Retail health care can be an isolating environment with minimal opportunity for collegial interaction. Organizational design that creates provider rotations through the primary care medical home and higheracuity, emergency-level services will ensure a sense of team and foster awareness of capabilities and functions of other components of the integrated delivery system. This cross-venue collegial interaction will also add variability necessary to prevent provider burnout and heighten career satisfaction for retail providers.

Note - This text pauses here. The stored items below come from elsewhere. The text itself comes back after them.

PR #4224, opened 2017-01-24
Eng 11764

akhanzode:


src/frontend/org/voltdb/export/ExportGeneration.java
```diff
@@ -557,6 +557,7 @@ public void run() {
     }
 
     private void handleChildUpdate(final WatchedEvent event, final HostMessenger messenger) {
+        if (shutdown || m_drainedSources.get() == m_numSources) return;
```
nshi: Not sure I quite understand this line.

src/frontend/org/voltdb/export/ExportGeneration.java
```diff
@@ -574,7 +575,11 @@ public void run() {
                         try {
                             if (shutdown) return;
                             KeeperException.Code code = KeeperException.Code.get(rc);
-                            if (code != KeeperException.Code.OK) {
+                            //Other node must have drained so ignore.
+                            if (code == KeeperException.Code.NONODE) {
+                                exportLog.info("Path not found generation drain most likely finished on other node: " + path);
```
nshi: This might be too noisy. Is it informative to let the user know this? If not, I think it should be debug.

src/frontend/org/voltdb/export/ExportGeneration.java
```diff
@@ -749,6 +754,17 @@ private void cleanup(final HostMessenger messenger) {
         shutdown = true;
         //We need messenger NULL guard for tests.
         if (m_mbox != null && messenger != null) {
+            for (Integer partition : m_dataSourcesByPartition.keySet()) {
+                final String partitionDN =  m_mailboxesZKPath + "/" + partition;
+                String path = partitionDN + "/" + m_mbox.getHSId();
+                try {
+                    messenger.getZK().delete(path, 0);
```
nshi: Do you want to use recursive deletion here in case there are children nodes?

akhanzode: This does not have any children.

src/frontend/org/voltdb/export/ExportGeneration.java
akhanzode: Yeah I can make it debug should only happen if generation rolls on other node faster than this node and sees callback fired before this node shuts down the generation.

src/frontend/org/voltdb/export/ExportGeneration.java
akhanzode: This is if we are shutting down or fully drained and watcher is fired we dont need to create and setup watch as we will do our cleanup and delete the generation object.

PR #4225, opened 2017-01-25
extended-config.py: just reduced the numeric precision of the

johnTcrawford:
numeric-decimals test suite, from 9 to 8 (significant digits), because
Ruth noticed that it was failing often, with tiny decimal differences.


wolffcm:
Looks good.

Likewise, design features of the primary care medical home can promote job satisfaction and sustainability for its providers. These changes will include a shift away from wRVU-based compensation models, protected time for case conferences and multidisciplinary care planning, and dedicated support (individuals and analytics) to manage a population proactively to reduce overall health care utilization. Moving toward compensation parity between primary care and specialty providers will likely be necessary to recruit and retain this critical workforce, which otherwise might look to careers in medicine subspecialties or hospitalist roles.
Probably the largest risk, as it was for hospital medicine, is a loss of continuity in care plans. An integrated EMR-which makes the problem list, medication list, allergies, care plans, POLST forms, and narcotic contracts easily available during retail visits-is a minimum specification of integration. Likewise, post-retail forwarding of visit assessments and plans to the medical home and triaging chronic disease patients into primary care will be critical features of a successful model.
The face of primary care is again changing. Traditional primary care continues to evolve into a more focused population health machine. That mechanized term may aptly describe the need for reliable processes that can predictably manage the health status of a population without any gaps, leaving no patient behind. Its ultimate success will depend upon these newly evolved providers to also deliver the physician patient relationship and compassionate interactions that remain the hallmark of excellence in primary care.